I feel you push your vulva into the palm of my hand, and I wish I had ten fingers instead of five… The inside of your pussy feels warm and wet and soft and satiny to my fingers, and the shape of your vulva fits my hand completely. Your mouth distracts my thoughts, but I want to enjoy al this consciously, fully, and to be all eyes and take it all in. You are as beautiful as I had hoped, and I move myself a bit to bring my face close to your pussy again. Your scent is much stronger than before, and I can’t help myself — I have to taste you again. I continue to slide my fingers in and out, ant to stroke your inside with my fingertips, and I replace my thumb on your clit with my mouth. Hmm… so good! You taste wonderful. Your mouth on my cock is almost sweeter that I can stand, warm and wet, and the intimacy of our position is so great it makes me feel more than grateful we’re here together… I don’t think the language has a word for how you make me feel. I find your breasts with my free hand. Owww… You bite me softly, and I feel my cock jerk for a second.



You look my way and smile and I smile back — I must be beaming with happiness all the time. I stroke your cheek for a moment, second best to kissing you, and wonder what I did right to be here with you — someone up there cannot dislike me too much.

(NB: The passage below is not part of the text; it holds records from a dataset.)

Issue #10188, opened 2024-12-09
Bind Xp projector


Rotorsoft:
### Description

Create RMQ bindings for Xp projector

### User Stories / Acceptance Criteria

n/a

PR #10190, opened 2024-12-09
Binds Xp projector, refactors binding utils to make them reusable when running locally in dev mode

Rotorsoft:
## Link to Issue
Closes: #10188

## Description of Changes
- Creates Xp bindings
- Refactors policies in commonwealth to libs/model/policies
- Refactors binding utils in commonwealth/server/bindings
- Uses new binding utils in consumer and relayer workers
- Uses new binding utils in server when in dev mode (no need to run consumer and relayer when testing locally)

 
## Test Plan
-  Make sure you can test your flows locally, in this case creating a thread or comment will relay those events to the Xp projector


packages/commonwealth/server/workers/messageRelayer/messageRelayer.ts
```diff
@@ -6,13 +6,12 @@ import {
...
 import { broker, logger } from '@hicommonwealth/core';
+import { bootstrapRelayer } from 'server/bindings/bootstrap';
 import { config } from '../../config';
-import { setupListener } from './pgListener';
-import { incrementNumUnrelayedEvents, relayForever } from './relayForever';
 
 const log = logger(import.meta);
 
-let isServiceHealthy = false;
+const isServiceHealthy = false;
```
rbennettcw, line 14: This value should be set to true when the service is initialized

packages/commonwealth/server.ts
```diff
@@ -91,12 +90,24 @@ const start = async () => {
...
       }
+
+      // bootstrap bindings when in dev mode
+      if (config.NODE_ENV === 'development') {
+        const { bootstrapBindings, bootstrapRelayer } = await import(
+          './server/bindings/bootstrap'
+        );
+        await bootstrapBindings();
+        await bootstrapRelayer();
+      }
```
rbennettcw, line 110: Can you add an env var to bypass this? I prefer to run the consumer separately for logging purposes

libs/adapters/src/rabbitmq/types.ts
```diff
@@ -77,6 +80,15 @@ export enum RascalRoutingKeys {
   ContestProjectionContestContentAdded = EventNames.ContestContentAdded,
   ContestProjectionContestContentUpvoted = EventNames.ContestContentUpvoted,
 
+  XpProjectionSignUpFlowCompleted = EventNames.SignUpFlowCompleted,
+  XpProjectionCommunityCreated = EventNames.CommunityCreated,
+  XpProjectionCommunityJoined = EventNames.CommunityJoined,
+  XpProjectionThreadCreated = EventNames.ThreadCreated,
+  XpProjectionThreadUpvoted = EventNames.ThreadUpvoted,
```
timolegros, line 87: I think this needs to match the `NotificationsProviderThreadUpvoted` routing key i.e. `${EventNames.ThreadUpvoted}.#`. I think the current key will match only events where the routing key is exactly the event. That is, the current key will not route thread upvotes on contest threads where the key is `ThreadUpvoted.contest`

Same goes for `ThreadCreated`

packages/commonwealth/server.ts
```diff
@@ -91,12 +90,24 @@ const start = async () => {
...
+        );
         dispatchSDKPublishWorkflow().catch((e) =>
           log.error(
             `Failed to dispatch publishing workflow ${JSON.stringify(e)}`,
           ),
         );
       }
+
+      // bootstrap bindings when in dev mode and DEV_MODULITH is true
+      if (config.NODE_ENV === 'development' && config.DEV_MODULITH) {
```
timolegros, line 104: Maybe `DEV_MODULITH` should default to true? I think most engineers will want this on by default and we will only run these separately when we are debugging the services separately.

timolegros (changes requested):
2 quick comments

Can you deploy this to Frack or Frick and verify everything is ok?

packages/commonwealth/server.ts
timolegros: Actually, never mind. Probably not a good idea since this requires RabbitMQ to be running...

libs/adapters/src/rabbitmq/types.ts
Rotorsoft: We'll discuss routing keys soon, this .contest exception might not be necessary

rbennettcw (approved):

Issue #10139, opened 2024-12-05
Fix Recap Email Template


timolegros:
## Describe the bug
- [x] Update the email subject/preview
![image](https://github.com/user-attachments/assets/8b396b07-98a4-4169-8168-dca661c23266)
- [x] Remove hardcoded rows from Your Discussions and Governance sections (`proposal executed` in Your Discussions)
![image](https://github.com/user-attachments/assets/e0e33ec8-dbd3-4ddd-9d60-cb97137a293e)
![image](https://github.com/user-attachments/assets/27e18bea-1fed-4301-ba79-0d770d237f70)
- [x] Make sections only appear if more than 2 notifications/rows exist for the section
- [x] Update date format for readability
- [x] Fix dates so that (1) they are correct - currently they are all the same date, and (2) they are presented in a more readable format
- [x] Add unsubscribe functionality (link current points to nothing)
	- This likely requires creating a new command that given the user id removes future scheduled emails + disables the subscription in the UI (via DB)

## Additional context
To test:
1. `pnpm -F commonwealth start`
2. Run RabbitMQ in Docker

I stop sucking you clit for a moment and part your pussy lips to look at the soft red satin inside. I lick it up and down softly once or twice – it tastes as good as it looks, and I could go on doing this for hours. You moan as I clamp my mouth over you, and I eagerly fondle your behind with my hands. This is different from all I did before, and it feels completely right. You make me feel wholly at ease, welcome and equal, and oh girl, I never knew it could be like this. I take your inner labia between my lips and suck them into my mouth, just a very little bit. They’re dark with blood, swollen, sweet — asking to be touched and licked and sucked. I will not make them have to ask twice… What more could a man want than to be where I am now, with my heads between your legs?



Oh, and the things you do to me… Oh heavens — so good, they bring tears. Where do they come from? Oh please, I must stop them. I don’t want them blurring my vision of you.



Sucking your pussy makes me forget them again. Your belly feels nice and soft, and I run a nail down your spine. I feel you shiver, and you move your legs, and shift your bottom a bit, and I move my head along — I don’t want to let go, and I lick and suck your pussy lips, in all their beautiful, crinkled glory.



Your hands drive me wild. Oh, but I cannot give in to that — I don’t want to scare you off, so I have to practise restraint. Better concentrate on the joys of your pussy — safe and lovely — and wait for you to make the next move of your own accord. This is heaven anyway, and an experience that will make me smile just by thinking of it when on my couch I lie… I’ll be perfectly happy if it lasts all night.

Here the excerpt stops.